- _THE PROBLEM_: The line containing "before calling done()." marks the end, so write out exactly every line from the top of the entries below through that one.

- _INPUT DATA_:

Issue #185, opened 2014-08-28
Promises based transform()


tyoshino:
Branched from https://github.com/whatwg/streams/pull/180/files#r16783645

tyoshino

> Do we want to also change transform() to use Promises to notify completion?

domenic

> No, because transform() is more like ReadableStream: you can enqueue multiple chunks before calling done().

> Although in theory, for both ReadableStream and for Transform, we could use a combination of enqueue + promises. I think it would be more awkward though? Unsure, might write up some sample code.

domenic:
Consider the example at https://streams.spec.whatwg.org/#example-rs-pull, in particular:

```js
    pull(enqueue, close, error) {
      const buffer = new ArrayBuffer(CHUNK_SIZE);

      fs.read(fd, buffer, 0, CHUNK_SIZE, position).then(bytesRead => {
        if (bytesRead === 0) {
          return fs.close(fd).then(close);
        } else {
          position += bytesRead;
          enqueue(buffer);
        }
      })
      .catch(error);
    },
```

with promises, this would become

```js
    pull(enqueue, close) {
      const buffer = new ArrayBuffer(CHUNK_SIZE);

      return fs.read(fd, buffer, 0, CHUNK_SIZE, position).then(bytesRead => {
        if (bytesRead === 0) {
          return fs.close(fd).then(close);
        } else {
          position += bytesRead;
          enqueue(buffer);
        }
      });
    },
```

That is, it allows you to return a promise for error propagation. That's kind of nice. Not revolutionary. And I think it introduces a one-turn delay?

However, consider the case of a simple duplicater transform:

```js
transform(chunk, enqueue, done, close, error) {
  enqueue(chunk);
  enqueue(chunk);
  done();
}
```

could become

```js
transform(chunk, enqueue, close) {
  enqueue(chunk);
  enqueue(chunk);
}
```

which is a lot nicer. (But this time you definitely get a one-turn delay before we can call `transform` again.) Async transforms too:

```js
transform(chunk, enqueue, done, close, error) {
  getAsyncData(chunk).then(d => { enqueue(d); done(); }, error);
}
```

becomes

```js
transform(chunk, enqueue, close) {
  return getAsyncData(chunk).then(enqueue);
}
```

One thing that has me confused is that the current transform implementation doesn't pass `close` and `error` params like I do above. Perhaps because we expect the creator to just call `transform.writable.close()` and `transform.writable.abort(er)`? That seems lame. Maybe it was just an oversight.

---

[...]

PR #272, opened 2015-01-27
Convert readable stream pull() to promise-returning

domenic:
See discussion in #185 for background.

This allows more convenient integration with promise-returning underlying source functions, removing the need for `.catch(error)` as seen in the modified example.

It also rationalizes the slightly-strange way in which pull() is mutexed based on whether enqueue() has been called: instead, it is now mutexed so as to not be called again until the previous iteration's promise has fulfilled. This gives more direct control to the underlying source, and allows them to deal more easily with cases where there are just no chunks to enqueue.

Although superficially it seems this may reduce performance for cases where underlying sources can enqueue many chunks synchronously, this is not actually the case, as can be seen from the modified test illustrating such a scenario. If an underlying source can enqueue multiple chunks synchronously, then it should just do so! It shouldn't wait to be pull()ed, as the previous test was doing.

### DIFF
--- a/index.bs
+++ b/index.bs
@@ -275,8 +275,9 @@ Instances of <code>ReadableStream</code> are created with the internal slots des
       <code>"errored"</code> state
   </tr>
   <tr>
-    <td>\[[pulling]]
-    <td>A boolean flag indicating whether data is currently being pulled from the underlying sink
+    <td>\[[pullingPromise]]
+    <td>A promise returned by the <a>underlying source</a>'s <code>pull</code> method, stored so that the stream can
+      re-pull when it fulfills
   </tr>
   <tr>
     <td>\[[queue]]
@@ -320,9 +321,10 @@ Instances of <code>ReadableStream</code> are created with the internal slots des
     <li> <code>start(enqueue, close, error)</code> is called immediately, and is typically used to adapt a <a>push
       source</a> by setting up relevant event listeners, or to acquire access to a <a>pull source</a>. If this process
       is asynchronous, it can return a promise to signal success or failure.
-    <li> <code>pull(enqueue, close, error)</code> is called when the stream's internal queue of chunks is depleted, and
-      the consumer has signaled that they wish to consume more data. Once it is called, it will not be called again
-      until the passed <code>enqueue</code> callback is called.
+    <li> <code>pull(enqueue, close)</code> is called when the stream's internal queue of chunks is depleted, and the
+      consumer has signaled that they wish to consume more data. If <code>pull</code> returns a promise, then it will
+      not be called again until the promise returned by the previous call has fulfilled; if the promise rejects, the
+      stream will become errored.
     <li> <code>cancel(reason)</code> is called when the consumer signals that they are no longer interested in the
       stream. It should perform any actions necessary to release access to the <a>underlying source</a>. If this
       process is asynchronous, it can return a promise to signal success or failure.
@@ -344,7 +346,7 @@ Instances of <code>ReadableStream</code> are created with the internal slots des
   <li> Set <b>this</b>@\[[readyPromise]] and <b>this</b>@\[[closedPromise]] to new promises.
   <li> Set <b>this</b>@\[[queue]] to a new empty List.
   <li> Set <b>this</b>@\[[state]] to <code>"waiting"</code>.
-  <li> Set <b>this</b>@\[[started]], <b>this</b>@\[[draining]], and <b>this</b>@\[[pulling]] to <b>false</b>.
+  <li> Set <b>this</b>@\[[started]] and <b>this</b>@\[[draining]] to <b>false</b>.
   <li> Set <b>this</b>@\[[readableStreamReader]] to <b>undefined</b>.
   <li> Set <b>this</b>@\[[enqueue]] to CreateReadableStreamEnqueueFunction(<b>this</b>).
   <li> Set <b>this</b>@\[[close]] to CreateReadableStreamCloseFunction(<b>this</b>).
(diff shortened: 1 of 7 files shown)


index.bs
```diff
@@ -779,20 +781,24 @@ The <code>length</code> property of the <code>cancel</code> method is <b>1</b>.
...
-  <li> If <var>pullResult</var> is an abrupt completion,
+  <li> If <var>stream</var>@\[[draining]] is <b>true</b> or <var>stream</var>@\[[started]] is <b>false</b> or
+    <var>stream</var>@\[[state]] is <code>"closed"</code> or <var>stream</var>@\[[state]] is <code>"errored"</code>,
+    return <b>undefined</b>.
+  <li> If <var>stream</var>@\[[pullingPromise]] is not <b>undefined</b>,
     <ol>
-      <li> Call-with-rethrow Call(<var>stream</var>@\[[error]], <b>undefined</b>, «‍<var>pullResult</var>.\[[value]]»).
-      <li> Return <var>pullResult</var>.
+      <li> Upon fulfillment of <var>stream</var>@\[[pullingPromise]], call-with-rethrow
+        CallReadableStreamPull(<var>stream</var>).
```
tyoshino: I suggest a design like WritableStreamAdvanceQueue, i.e. set only one fulfillment callback on creation of pullingPromise, and in the callback, check whether CallReadableStreamPull was ever called since the last time we invoked underlyingSource.pull.

CallReadableStreamPull is invoked on any event that may cause shouldApplyBackpressure to be flipped. We shouldn't set a fulfillment callback every time when CallReadableStreamPull is called.

domenic:
@tyoshino updated to be more conservative about calling pull() per your feedback. PTAL.

index.bs
```diff
@@ -344,7 +351,7 @@ Instances of <code>ReadableStream</code> are created with the internal slots des
   <li> Set <b>this</b>@\[[readyPromise]] and <b>this</b>@\[[closedPromise]] to new promises.
   <li> Set <b>this</b>@\[[queue]] to a new empty List.
   <li> Set <b>this</b>@\[[state]] to <code>"waiting"</code>.
-  <li> Set <b>this</b>@\[[started]], <b>this</b>@\[[draining]], and <b>this</b>@\[[pulling]] to <b>false</b>.
+  <li> Set <b>this</b>@\[[started]], <b>this</b>@\[[draining]], and <b>this</b>@\[[pulLScheduled]] to <b>false</b>.
```
tyoshino: L -> l

index.bs
```diff
@@ -781,20 +788,28 @@ The <code>length</code> property of the <code>cancel</code> method is <b>1</b>.
...
+    <var>stream</var>@\[[state]] is <code>"closed"</code> or <var>stream</var>@\[[state]] is <code>"errored"</code> or
+    <var>stream</var>@\[[pullScheduled]] is <b>true</b>, return <b>undefined</b>.
+  <li> If <var>stream</var>@\[[pullingPromise]] is not <b>undefined</b>,
     <ol>
-      <li> Call-with-rethrow Call(<var>stream</var>@\[[error]], <b>undefined</b>, «‍<var>pullResult</var>.\[[value]]»).
-      <li> Return <var>pullResult</var>.
+      <li> Set <var>stream</var>@\[[pullScheduled]] to <b>true</b>.
+      <li> Upon fulfillment of <var>stream</var>@\[[pullingPromise]],
+        <ol>
+          <li> Set <var>stream</var>@\[[pulLScheduled]] to <b>false</b>.
```
tyoshino: L -> l

reference-implementation/test/readable-stream.js
```diff
@@ -290,6 +289,96 @@ test('ReadableStream is able to pull data repeatedly if it\'s available synchron
...
+    t.equal(rs.state, 'readable', 'stream becomes readable (even before promise fulfills)');
+    t.equal(timesCalled, 1, 'pull is not yet called a second time');
+    t.equal(rs.read(), 1, 'read() returns enqueued value');
+
+    setTimeout(() => {
+      t.equal(timesCalled, 1, 'after 30 ms, pull has still only been called once');
+
+      resolve();
+
+      returnedPromise.then(() => {
```
tyoshino: looks a little misleading. can't we just use Promise.resolve(undefined).then(...) or setTimeout(..., 0)?

reference-implementation/test/readable-stream.js
```diff
@@ -290,6 +289,96 @@ test('ReadableStream is able to pull data repeatedly if it\'s available synchron
...
+    }
+  });
+
+  t.equal(rs.state, 'readable', 'since start() synchronously enqueued chunks, the stream is readable');
+
+  // Wait for start to finish
+  rs.ready.then(() => {
+    t.equal(rs.read(), 'a', 'first chunk should be as expected');
+    t.equal(rs.read(), 'b', 'second chunk should be as expected');
+    t.equal(rs.read(), 'c', 'second chunk should be as expected');
```
tyoshino: third

tyoshino:
580327931c95c50adbdfaaaffdf53064ee486b2d looks good.

Please think of this scenario:

1. `rs.read()` is called
1. `pull()` is called to refill the queue
1. `pull()` called `enqueue()` to fill up the queue and returned
1. `rs.read()` is called
1. `rs.read()` is called
1. `rs.read()` is called ...

Even if the `read()` calls drain the queue, `pull()` won't be called until the next microtask is run. Are you aware of this? I'm fine with this but want to confirm.

reference-implementation/test/readable-stream.js
domenic: I think it is accurate. After the `returnedPromise` fulfills, the stream calls `pull()` again. So we should also subscribe to `returnedPromise` to test if `pull()` was called.

domenic:
> Even if the read() calls drain the queue, pull() won't be called until the next microtask is run. Are you aware of this? I'm fine with this but want to confirm.

Yeah. I tried to address this with the commit message. If the underlying source has more chunks available synchronously, it should just enqueue them. Even if the backpressure signal says the queue is full, it should use that to stop any flow, but still enqueue any chunks it already has. Whereas, if the underlying source can't get any more chunks without an asynchronous delay, there will be no problem anyway. Make sense?

Going to merge but happy to make any updates if e.g. I am misunderstanding https://github.com/whatwg/streams/pull/272#discussion_r24150104

reference-implementation/test/readable-stream.js
tyoshino: Yes, it works. But we don't have to use `returnedPromise`. As we're fulfilling `returnedPromise` on L315, we're sure that `returnedPromise` is fulfilled at L317. So, L317 is just putting the closure into the microtask queue. We can also use Promise.resolve(undefined).then(...) there.

Here what we want to test is

> `pull()` will be called once the returnedPromise is resolved.

`Once ...` corresponds to L315. Yes, it's relevant to `returnedPromise`.

`pull() ...` is what we want to verify on L317. This is irrelevant to `returnedPromise`.

Use of `returnedPromise` at L317 (though it works) makes the verification step look depending on `returnedPromise`. So, it looked misleading to me.

domenic: I agree that Promise.resolve().then(...) would work. But don't you think a good way to verify "pull() will be called once the returnedPromise is resolved" is `returnedPromise.then(() => checkThatPullWasCalled())`?

One way of looking at it is that I could move the resolve() call on L315 somewhere else randomly (say, in a top-level `setTimeout(resolve, 100)`). L317 is meant to stand on its own independent of L315.

tyoshino: Hmm, I see. It's representing kinda story that we're observing relation between returnedPromise and pull() count and somebody else does resolve() at some point. OK. I understand.

tyoshino:
Looks good. Thanks!

> but still enqueue any chunks it already has.

OK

- _REPLY TO THE EXERCISE_:
Issue #185, opened 2014-08-28
Promises based transform()


tyoshino:
Branched from https://github.com/whatwg/streams/pull/180/files#r16783645

tyoshino

> Do we want to also change transform() to use Promises to notify completion?

domenic

> No, because transform() is more like ReadableStream: you can enqueue multiple chunks before calling done().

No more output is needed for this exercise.